ACTIVITY: Lines to restate from the data below: from the one containing "- It should" to the one containing "We could consider", both included. Give them again exactly, and only them.

RECORDS SHOWN:

PR #504, opened 2024-11-14
IaaS volume command changes

GokceGK:


internal/cmd/beta/volume/create/create.go
```diff
@@ -122,7 +126,7 @@ func configureFlags(cmd *cobra.Command) {
 	cmd.Flags().String(availabilityZoneFlag, "", "Availability zone")
 	cmd.Flags().StringP(nameFlag, "n", "", "Volume name")
 	cmd.Flags().String(descriptionFlag, "", "Volume description")
-	cmd.Flags().StringToString(labelFlag, nil, "Labels are key-value string pairs which can be attached to a volume. A label can be provided with the format key=value and the flag can be used multiple times to provide a list of labels")
+	cmd.Flags().StringToString(labelFlag, nil, "Labels are key-value string pairs which can be attached to a volume. A label can be provided with the format key=value. To provide a list of labels, key=value pairs must be separated by commas(,) e.g. --labels key=value,foo=bar.")
```
joaopalet, line 129: I think we could have this shorter, as we already have an example in the command examples

```suggestion
	cmd.Flags().StringToString(labelFlag, nil, "Labels are key-value string pairs which can be attached to a volume. E.g., '--labels key1=value1,key2=value2,...'")
```

internal/cmd/beta/volume/update/update.go
```diff
@@ -96,7 +100,7 @@ func NewCmd(p *print.Printer) *cobra.Command {
 func configureFlags(cmd *cobra.Command) {
 	cmd.Flags().StringP(nameFlag, "n", "", "Volume name")
 	cmd.Flags().String(descriptionFlag, "", "Volume description")
-	cmd.Flags().StringToString(labelFlag, nil, "Labels are key-value string pairs which can be attached to a volume. A label can be provided with the format key=value and the flag can be used multiple times to provide a list of labels")
+	cmd.Flags().StringToString(labelFlag, nil, "Labels are key-value string pairs which can be attached to a volume. A label can be provided with the format key=value. To provide a list of labels, key=value pairs must be separated by commas(,) e.g. --labels key=value,foo=bar.")
```
joaopalet, line 103: Same here

GokceGK: applied and generated docs :)

joaopalet (approved):

PR #505, opened 2024-11-15
Onboard IaaS network interface command

Fyusel:
Supported subcommands: create, delete, update, list, describe


internal/cmd/beta/network-interface/update/update.go
```diff
@@ -0,0 +1,242 @@
...
+	configureFlags(cmd)
+	return cmd
+}
+
+func configureFlags(cmd *cobra.Command) {
+	cmd.Flags().Var(flags.UUIDFlag(), networkIdFlag, "Network ID")
+	cmd.Flags().StringSlice(allowedAddressesFlag, nil, "List of allowed IPs")
+	cmd.Flags().StringToString(labelFlag, nil, "Labels are key-value string pairs which can be attached to a network-interface. A label can be provided with the format key=value and the flag can be used multiple times to provide a list of labels")
+	cmd.Flags().StringP(nameFlag, "n", "", "Network interface name")
+	cmd.Flags().BoolP(nicSecurityFlag, "b", defaultEnabled, "If this is set to false, then no security groups will apply to this network interface.")
```
DiogoFerrao, line 108: I think that `defaultNicSecurityFlag` is a better name than `defaultEnabled` here

internal/cmd/beta/network-interface/update/update.go
```diff
@@ -0,0 +1,242 @@
...
+		}
+	}
+
+	// check security groups size and regex
+	securityGroups := flags.FlagToStringSlicePointer(p, cmd, securityGroupsFlag)
+	if securityGroups != nil && len(*securityGroups) > 0 {
+		securityGroupsRegex := regexp.MustCompile(securityGroupsRegex)
+		// iterate over them
+		for _, value := range *securityGroups {
+			if len(value) != 36 {
```
DiogoFerrao, line 157: It would be better if this `36` would be extracted to a `const` declared above, maybe even with a comment explaining that it is the current API limit

internal/cmd/beta/network-interface/update/update.go
```diff
@@ -0,0 +1,242 @@
...
+	if globalFlags.ProjectId == "" {
+		return nil, &errors.ProjectIdError{}
+	}
+
+	allowedAddresses := flags.FlagToStringSlicePointer(p, cmd, allowedAddressesFlag)
+	var allowedAddressesInner []iaas.AllowedAddressesInner
+	if allowedAddresses != nil && len(*allowedAddresses) > 0 {
+		allowedAddressesInner = make([]iaas.AllowedAddressesInner, len(*allowedAddresses))
+		for k, v := range *allowedAddresses {
+			// linter issue
```
DiogoFerrao, line 127: Is this intended?

internal/cmd/beta/network-interface/update/update.go
```diff
@@ -0,0 +1,242 @@
...
+			value := v
+			allowedAddressesInner[k].String = &value
```
DiogoFerrao, line 129: Can't this just be `allowedAddressesInner[k].String = &v`?

DiogoFerrao: Although maybe `address` is a better name than `v` for this local variable

internal/cmd/beta/network-interface/update/update.go
```diff
@@ -0,0 +1,242 @@
...
+		}
+	}
+
+	// check name length <= 63 and regex must apply
+	name := flags.FlagToStringPointer(p, cmd, nameFlag)
+	if name != nil {
+		if len(*name) > 63 {
```
DiogoFerrao, line 136: Also here, this could be extracted to a const, including the error message

internal/cmd/beta/network-interface/update/update.go
```diff
@@ -0,0 +1,242 @@
...
+	req := apiClient.UpdateNic(ctx, model.ProjectId, *model.NetworkId, model.NicId)
+
+	var labelsMap *map[string]interface{}
+	if model.Labels != nil && len(*model.Labels) > 0 {
+		// convert map[string]string to map[string]interface{}
+		labelsMap = utils.Ptr(map[string]interface{}{})
+		for k, v := range *model.Labels {
+			(*labelsMap)[k] = v
+		}
+	}
```
DiogoFerrao, line 208:
```suggestion
	var labelsMap *map[string]interface{}
	if model.Labels != nil && len(*model.Labels) > 0 {
		// convert map[string]string to map[string]interface{}
        convertedMap := make(map[string]interface{}, len(*model.Labels))
        for k, v := range *model.Labels {
            convertedMap[k] = v
        }
        labelsMap = &convertedMap
	}
```

DiogoFerrao: Sorry, very minor gripe here, but you can directly make with the needed size and also avoid the ugly `(*x)` assignment

internal/cmd/beta/network-interface/update/update_test.go
```diff
@@ -0,0 +1,286 @@
...
+			isValid: false,
+		},
+		{
+			description: "name invalid",
+			argValues:   fixtureArgValues(),
+			flagValues: fixtureFlagValues(func(flagValues map[string]string) {
+				flagValues[nameFlag] = "test?"
+			}),
+			isValid: false,
+		},
```
DiogoFerrao, line 182: Is an empty `name` valid? If not, it could also be included in the testing

internal/cmd/beta/network-interface/list/list.go
```diff
@@ -0,0 +1,201 @@
...
+		if err != nil {
+			return fmt.Errorf("marshal nics: %w", err)
+		}
+		p.Outputln(string(details))
+
+		return nil
+	case print.YAMLOutputFormat:
+		details, err := yaml.MarshalWithOptions(nics, yaml.IndentSequence(true))
+		if err != nil {
+			return fmt.Errorf("marshal nic: %w", err)
```
DiogoFerrao, line 162:
```suggestion
			return fmt.Errorf("marshal nics: %w", err)
```

internal/cmd/beta/network-interface/list/list.go
```diff
@@ -0,0 +1,201 @@
...
+		p.Outputln(string(details))
+
+		return nil
+	default:
+		table := tables.NewTable()
+		table.SetHeader("ID", "Name", "Allowed Addresses", "IPv4", "IPv6", "Nic Security", "Security Groups", "Status", "Type")
+
+		for _, nic := range nics {
+			name := ""
+			allowedAddreses := []string{}
```
DiogoFerrao, line 173:
```suggestion
			allowedAddresses := []string{}
```

internal/cmd/beta/network-interface/describe/describe.go
```diff
@@ -0,0 +1,181 @@
...
+	cmd := &cobra.Command{
+		Use:   "describe",
+		Short: "Describes a network interface",
+		Long:  "Describes a network interface.",
+		Args:  args.SingleArg(nicIdArg, utils.ValidateUUID),
+		Example: examples.Build(
+			examples.NewExample(
+				`Describes network interface with nic id "xxx" and network ID "yyy"`,
+				`$ stackit beta network-interface describe xxx --network-id yyy`,
+			),
```
DiogoFerrao, line 45: You could also include an example using the `--output` flag, to maintain consistency with other commands

internal/cmd/beta/network-interface/describe/describe.go
```diff
@@ -0,0 +1,181 @@
...
+		}
+		if nic.Ipv6 != nil {
+			table.AddRow("IPV6", *nic.Ipv6)
+			table.AddSeparator()
+		}
+		table.AddRow("MAC", *nic.Mac)
+		table.AddSeparator()
+		table.AddRow("NIC SECURITY", *nic.NicSecurity)
+		if nic.AllowedAddresses != nil && len(*nic.AllowedAddresses) > 0 {
+			allowedAddreses := []string{}
```
DiogoFerrao, line 151:
```suggestion
			allowedAddresses := []string{}
```

internal/cmd/beta/network-interface/describe/describe.go
```diff
@@ -0,0 +1,181 @@
...
+			for _, value := range *nic.AllowedAddresses {
+				allowedAddreses = append(allowedAddreses, *value.String)
+			}
```
DiogoFerrao, line 154: This should be protected by a nil check, I think the `AllowedAddresses` could be `nil`, right?

internal/cmd/beta/network-interface/describe/describe.go
```diff
@@ -0,0 +1,181 @@
...
+			table.AddSeparator()
+			table.AddRow("ALLOWED ADDRESSES", strings.Join(allowedAddreses, "\n"))
+		}
+		if nic.Labels != nil && len(*nic.Labels) > 0 {
+			labels := []string{}
+			for key, value := range *nic.Labels {
+				labels = append(labels, fmt.Sprintf("%s: %s", key, value))
+			}
```
DiogoFerrao, line 162: Same here

internal/cmd/beta/network-interface/delete/delete.go
```diff
@@ -0,0 +1,111 @@
...
+			}
+
+			// Configure API client
+			apiClient, err := client.ConfigureClient(p)
+			if err != nil {
+				return err
+			}
+
+			if !model.AssumeYes {
+				prompt := fmt.Sprintf("Are you sure you want to delete the network interface %q?", model.NicId)
```
DiogoFerrao, line 56:
```suggestion
				prompt := fmt.Sprintf("Are you sure you want to delete the network interface %q? (This cannot be undone)", model.NicId)
```

DiogoFerrao: Mostly for consistency, we also do it in the other commands

internal/cmd/beta/network-interface/create/create.go
```diff
@@ -0,0 +1,247 @@
...
+func NewCmd(p *print.Printer) *cobra.Command {
+	cmd := &cobra.Command{
+		Use:   "create",
+		Short: "Creates a network interface",
+		Long:  "Creates a network interface.",
+		Args:  args.NoArgs,
+		Example: examples.Build(
+			examples.NewExample(
+				`Create a network interface with allowed addresses "1.1.1.1,8.8.8.8,9.9.9.9" with ipv4 address "1.2.3.4" with label "key=value" with name "NAME" with security groups "UUID1,UUID2" with nic security enabled for network with ID "xxx"`,
+				`$ stackit beta network-interface create --network-id xxx --allowed-addresses "1.1.1.1,8.8.8.8,9.9.9.9" --ipv4 1.2.3.4 --labels key=value --name NAME --security-groups "UUID1,UUID2" --nic-security"`,
```
DiogoFerrao, line 58:
```suggestion
				`$ stackit beta network-interface create --network-id xxx --allowed-addresses "1.1.1.1,8.8.8.8,9.9.9.9" --ipv4 1.2.3.4 --labels key=value,key2=value2 --name NAME --security-groups "UUID1,UUID2" --nic-security"`,
```

DiogoFerrao: I think it's useful to show what the expected format is when providing multiple labels

internal/cmd/beta/network-interface/create/create.go
```diff
@@ -0,0 +1,247 @@
...
+
+func NewCmd(p *print.Printer) *cobra.Command {
+	cmd := &cobra.Command{
+		Use:   "create",
+		Short: "Creates a network interface",
+		Long:  "Creates a network interface.",
+		Args:  args.NoArgs,
+		Example: examples.Build(
+			examples.NewExample(
+				`Create a network interface with allowed addresses "1.1.1.1,8.8.8.8,9.9.9.9" with ipv4 address "1.2.3.4" with label "key=value" with name "NAME" with security groups "UUID1,UUID2" with nic security enabled for network with ID "xxx"`,
```
DiogoFerrao, line 57:
```suggestion
				`Create a network interface with allowed addresses, an IPv4 address, labels, a name, security groups and nic security enabled for network with ID "xxx"`,
```

DiogoFerrao: For more complicated commands such as this, I think it's better to ommit the specific values for each flag in the description of the example (see for instance the `network-area create`)

internal/cmd/beta/network-interface/update/update.go
```diff
@@ -0,0 +1,242 @@
...
+			examples.NewExample(
+				`Updates a network interface with nic id "xxx" and network-id "yyy" with new allowed addresses "1.1.1.1,8.8.8.8,9.9.9.9" and with new label "key=value"`,
+				`$ stackit beta network-interface update xxx --network-id yyy --allowed-addresses "1.1.1.1,8.8.8.8,9.9.9.9" --labels key=value"`,
+			),
+			examples.NewExample(
+				`Updates a network interface with nic id "xxx" and network-id "yyy" with new name "nic-name-new"`,
+				`$ stackit beta network-interface update xxx --network-id yyy --name nic-name-new"`,
+			),
+			examples.NewExample(
+				`Updates a network interface with nic id "xxx" and network-id "yyy" with security groups removed and with nic-security disabled`,
```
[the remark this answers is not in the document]
DiogoFerrao: In general, in english you can ommit the repeated `with` if it is in a sequence, which makes the sentence less repetitive and verbose. This applies to a few of the example descriptions, I only suggested changes for some

internal/cmd/beta/network-interface/create/create.go
```diff
@@ -0,0 +1,247 @@
...
+	configureFlags(cmd)
+	return cmd
+}
+
+func configureFlags(cmd *cobra.Command) {
+	cmd.Flags().Var(flags.UUIDFlag(), networkIdFlag, "Network ID")
+	cmd.Flags().StringSlice(allowedAddressesFlag, nil, "List of allowed IPs")
+	cmd.Flags().StringP(ipv4Flag, "i", "", "IPv4 address")
+	cmd.Flags().StringP(ipv6Flag, "s", "", "IPv6 address")
+	cmd.Flags().StringToString(labelFlag, nil, "Labels are key-value string pairs which can be attached to a network-interface. A label can be provided with the format key=value and the flag can be used multiple times to provide a list of labels")
```
DiogoFerrao, line 109:
```suggestion
	cmd.Flags().StringToString(labelFlag, nil, "Labels are key-value pairs which can be attached to a network-interface. The expected value is a comma separated string (e.g 'key1=value1,key2=value2')" 
```

DiogoFerrao: Just a suggestion, but I think we should try to keep these flag descriptions as short as possible and providing an example is always a very good way of showing the expected format

internal/cmd/beta/network-interface/create/create.go
```diff
@@ -0,0 +1,247 @@
...
+			// linter issue
+			value := v
+			allowedAddressesInner[k].String = &value
+		}
+	}
+
+	// check name length <= 63 and regex must apply
+	name := flags.FlagToStringPointer(p, cmd, nameFlag)
+	if name != nil {
+		if len(*name) > 63 {
```
DiogoFerrao, line 138: Same comment for the const

internal/cmd/beta/network-interface/create/create.go
```diff
@@ -0,0 +1,247 @@
...
+		}
+	}
+
+	// check security groups size and regex
+	securityGroups := flags.FlagToStringSlicePointer(p, cmd, securityGroupsFlag)
+	if securityGroups != nil && len(*securityGroups) > 0 {
+		securityGroupsRegex := regexp.MustCompile(securityGroupsRegex)
+		// iterate over them
+		for _, value := range *securityGroups {
+			if len(value) != 36 {
```
DiogoFerrao, line 159: And also here

internal/cmd/beta/network-interface/create/create.go
```diff
@@ -0,0 +1,247 @@
...
+func buildRequest(ctx context.Context, model *inputModel, apiClient *iaas.APIClient) iaas.ApiCreateNicRequest {
+	req := apiClient.CreateNic(ctx, model.ProjectId, *model.NetworkId)
+
+	var labelsMap *map[string]interface{}
+	if model.Labels != nil && len(*model.Labels) > 0 {
+		// convert map[string]string to map[string]interface{}
+		labelsMap = utils.Ptr(map[string]interface{}{})
+		for k, v := range *model.Labels {
+			(*labelsMap)[k] = v
+		}
```
DiogoFerrao, line 210: Same suggestion here

internal/cmd/beta/network-interface/update/update.go
Fyusel: I got a linter issue from CI: 

```
G601: Implicit memory aliasing in for loop. (gosec)
			allowedAddressesInner[k].String = &v
```
This linter issue should disappear with Go 1.22 but I just saw that we are using Go 1.22. I will try to find out why the linter is still complaining about this (the reassigning is a suggested workaround to prevent the linter issue).

internal/cmd/beta/network-interface/update/update_test.go
Fyusel: `name` is optional but an empty string "" is not valid. I will add this as well to the test.

internal/cmd/beta/network-interface/create/create.go
Fyusel: :+1:  I just copied this from the project command. 
There is a different description for the volume command and the same for the route command (but this is because I implemented the route command as well and copied the description from project command too).

I think we should use the same description everywhere. What do you think?

internal/cmd/beta/network-interface/update/update.go
Fyusel: It seems to be that we need to update the linter at least to version 1.60.3 to prevent this to pop up. When updating locally there are more linter issues raised which needs to be fixed as well (also some of the configured linters are deprecated and need to be replaced/removed).

How is this done on your side? I would do a different PR for this topic in general. We can keep this PR open until the linter is updated in order to not push the workaround within this PR (or not to forget to remove the workaround afterwards).

internal/cmd/beta/network-interface/describe/describe.go
DiogoFerrao: Hmm, yeah sorry my bad, don't know what happened there

internal/cmd/beta/network-interface/describe/describe.go
DiogoFerrao: Also same here, my mistake

internal/cmd/beta/network-interface/update/update.go
```diff
@@ -0,0 +1,245 @@
...
+				`Updates a network interface with nic id "xxx" and network-id "yyy" to new allowed addresses "1.1.1.1,8.8.8.8,9.9.9.9" and new labels "key=value,key2=value2"`,
+				`$ stackit beta network-interface update xxx --network-id yyy --allowed-addresses "1.1.1.1,8.8.8.8,9.9.9.9" --labels key=value,key2=value2"`,
+			),
+			examples.NewExample(
+				`Updates a network interface with nic id "xxx" and network-id "yyy" with new name "nic-name-new"`,
+				`$ stackit beta network-interface update xxx --network-id yyy --name nic-name-new"`,
+			),
+			examples.NewExample(
+				`Updates a network interface with nic id "xxx" and network-id "yyy" to include the security group "3bc3cdf8-5270-4aa1-a5c2-e301619d5333"`,
+				`$ stackit beta network-interface update xxx --network-id yyy --security-groups "3bc3cdf8-5270-4aa1-a5c2-e301619d5333""`,
```
DiogoFerrao, line 67:
```suggestion
				`$ stackit beta network-interface update xxx --network-id yyy --security-groups "3bc3cdf8-5270-4aa1-a5c2-e301619d5333"`,
```

internal/cmd/beta/network-interface/update/update.go
DiogoFerrao: I understand the comment now, it was a work-around for the linter issue

internal/cmd/beta/network-interface/update/update.go
DiogoFerrao: As discussed, I think your suggestion is the best approach. Lets updated the linter, merge that PR and then come back to this issue

internal/cmd/beta/network-interface/create/create.go
Fyusel: I changed it to the `volume` version. Now we only need to change the `project` as well

internal/cmd/beta/network-interface/update/update.go
Fyusel: Linter was updated, I change the corresponding lines accordingly.

DiogoFerrao (approved):

GokceGK (approved):

PR #507, opened 2024-11-19
feat: Update golangci-lint version to 1.62.0 and go version to 1.23

Fyusel:
Updated Linter and go version.
Removed deprecated linter:
- exportloopref 
- structcheck
- deadcode
- varcheck

### DIFF
--- a/internal/pkg/cache/cache.go
+++ b/internal/pkg/cache/cache.go
@@ -43,7 +43,7 @@ func PutObject(identifier string, data []byte) error {
 		return ErrorInvalidCacheIdentifier
 	}
 
-	err := os.MkdirAll(cacheFolderPath, os.ModePerm)
+	err := os.MkdirAll(cacheFolderPath, 0o750)
 	if err != nil {
 		return err
 	}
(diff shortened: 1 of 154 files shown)


internal/pkg/cache/cache.go
```diff
@@ -43,7 +43,7 @@ func PutObject(identifier string, data []byte) error {
 		return ErrorInvalidCacheIdentifier
 	}
 
-	err := os.MkdirAll(cacheFolderPath, os.ModePerm)
+	err := os.MkdirAll(cacheFolderPath, 0o750)
```
DiogoFerrao, line 46: What is the linting error here? Merely curiosity

Fyusel: internal/pkg/cache/cache.go:46:9: G301: Expect directory permissions to be 0750 or less (gosec)
	err := os.MkdirAll(cacheFolderPath, os.ModePerm)
	
ModePerm seems to set it to 777

DiogoFerrao (approved):

PR #3, opened 2016-02-24
Introduce a clock abstraction, so we don't need to rely on DateTime.U…

jskeet:
…tcNow directly

The GetCurrentDateTimeUtc name is unwieldy, but:
- It should be a method not a property, as Eric Lippert describes in http://ericlippert.com/2014/05/19/when-should-i-write-a-property/
- The name needs to indicate that it's UTC
- The noun part of the name might as well use DateTime as that's what it returns

We could consider using DateTimeOffset instead, although the offset would always be zero.

(In Noda Time 2.0 this is GetCurrentInstant, which is cleaner... but we really need to work with the BCL here...)

### DIFF
--- a/src/Google.Api.Gax/Api/Gax/SystemClock.cs
+++ b/src/Google.Api.Gax/Api/Gax/SystemClock.cs
@@ -1,0 +1,33 @@
+﻿/*
+ * Copyright 2015 Google Inc. All Rights Reserved.
+ * Use of this source code is governed by a BSD-style
+ * license that can be found in the LICENSE file or at
+ * https://developers.google.com/open-source/licenses/bsd
+ */
+ 
+ using System;
+
+namespace Google.Api.Gax
+{
+    /// <summary>
+    /// A singleton implementation of <see cref="IClock"/> which delegates to the BCL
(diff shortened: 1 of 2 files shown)


src/Google.Api.Gax/Api/Gax/SystemClock.cs
```diff
@@ -0,0 +1,36 @@
...
+
+        private SystemClock()
+        {
+        }
+
+        /// <summary>
+        /// Returns the current date and time in UTC, using <see cref="DateTime.UtcNow"/>.
+        /// </summary>
+        /// <returns>The current date and time in UTC.</returns>
+        public DateTime GetCurrentDateTimeUtc()
```
chrisdunelm: C# 6!
public DateTime GetCurrentDateTimUtc() => DateTime.UtcNow;

chrisdunelm:
LGTM

src/Google.Api.Gax/Api/Gax/SystemClock.cs
jskeet: Doh, of course :) Done.

PR #6, opened 2016-02-24
Update project.json and AssemblyInfo files

jskeet:
These changes were made largely on the basis of what the corefx and aspnet teams are doing.

- The test project doesn't need a version at all, or AssemblyInfo
- The main project doesn't need most of the attributes in AssemblyInfo; they can be provided by project.json where appropriate
- Filled in a few more fields in project.json

We should now be okay to start building packages in CI on MyGet


chrisdunelm:
LGTM

PR #7, opened 2016-02-24
Initial docfx support

jskeet:
Enough to at least let us build and view documentation; whether we add articles here (vs in a language-neutral repo) is an open question.


chrisdunelm:
LGTM

PR #8, opened 2016-02-25
Sign both test and prod assemblies

jskeet:
The private key is checked in, as recommended in
https://github.com/dotnet/corefx/blob/master/Documentation/project-docs/strong-name-signing.md

The public key can be derived from the private one, so there's no need to check it in here.
The test assembly needs to be signed as the prod assembly exposes its internals to the test assembly.


src/Google.Api.Gax/project.json
```diff
@@ -7,6 +7,9 @@
     "projectUrl": "htttps://github.com/googleapis/gax-dotnet",
     "licenseUrl": "https://developers.google.com/open-source/licenses/bsd",
     "tags": [ "Google" ],
+    "compilationOptions": {
+        "keyFile": "../../Gax.snk"
```
chrisdunelm: Unless I'm missing something, this ../../Gax.snk file doesn't seem to exist in this repo?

RESULT OF THE EXERCISE:
- It should be a method not a property, as Eric Lippert describes in http://ericlippert.com/2014/05/19/when-should-i-write-a-property/
- The name needs to indicate that it's UTC
- The noun part of the name might as well use DateTime as that's what it returns

We could consider using DateTimeOffset instead, although the offset would always be zero.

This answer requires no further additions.